You might be an ARP if...
  1. You've had blisters in places you never thought possible.
  2. Sleep has become an option rather a necessity.
  3. You are happy to be woken up at 3 am by the screeching beeps of a pager
  4. Your boots age 10x faster than average.
  5. You've spent your Christmas night in a van babysitting a burnt-down house.
  6. You've played a terrorist/hostage/bank robber/rioter for the SWAT team, essentially playing paintball with them.
  7. Lacking a window punch, you've gained access to an MVA victim using an avalanche shovel.
  8. You've directed traffic before you could legally drive.
  9. You've gone for two hour hikes at 3 am... sometimes to look for a missing person, sometimes just for fun.
  10. It seems like every year your dividend at REI gets larger.
  11. You consider yourself an energy bar/gel/powder connoisseur because you've tried just about every brand and flavor.
  12. Your tan isn't really a tan... it's just a thick layer of dirt.
  13. Free food motivates you do things you otherwise wouldn't.
  14. When hanging out with a group of friends you are comforted by the fact that you are usually accompanied by some combination of SAR personnel, EMTs, swiftwater rescue techs, rock rescue techs, cops, firefighters, Hazmat techs, avalanche rescue techs, paramedics, doctors, nurses, etc...
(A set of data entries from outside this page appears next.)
PR #3983, opened 2021-11-17
fix: add accept header

### LINKED ISSUE #3962: port: Add */* accept header to ConnectorClient httpclient (#5926)
The changes in [Add */* accept header to ConnectorClient httpclient (#5926)](https://github.com/microsoft/botbuilder-dotnet/pull/5926) may need to be ported to maintain parity with `microsoft/botbuilder-dotnet`.

<blockquote>
partly fixes #5659
</blockquote>

EricDahlvang:
Fixes #3962


joshgummersall:
I think we probably need this code here as well: https://github.com/microsoft/botbuilder-js/blob/main/libraries/botframework-connector/src/auth/connectorFactoryImpl.ts

joshgummersall (approved):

  15. Most people your age play video games and get drunk for fun. You save lives.
  16. You know not to volunteer for a dog team or to carry the rock bags unless you want to work your ass off.
  17. You could live out of your pack for months. You could live out of your car indefinitely, and indeed you've lived out of each for some amount of time on multiple occasions.
  18. You know which members to avoid sleeping near because they snore, sleepwalk or talk in their sleep.
  19. You've forgotten what home looks like.
  20. You prefer to light your campfires with road flares.

This post is a part of Normal Sinus Rhythm, a collaborative writing project in which awesome EMS bloggers from all over the country share their experiences/misadventures/whatnot.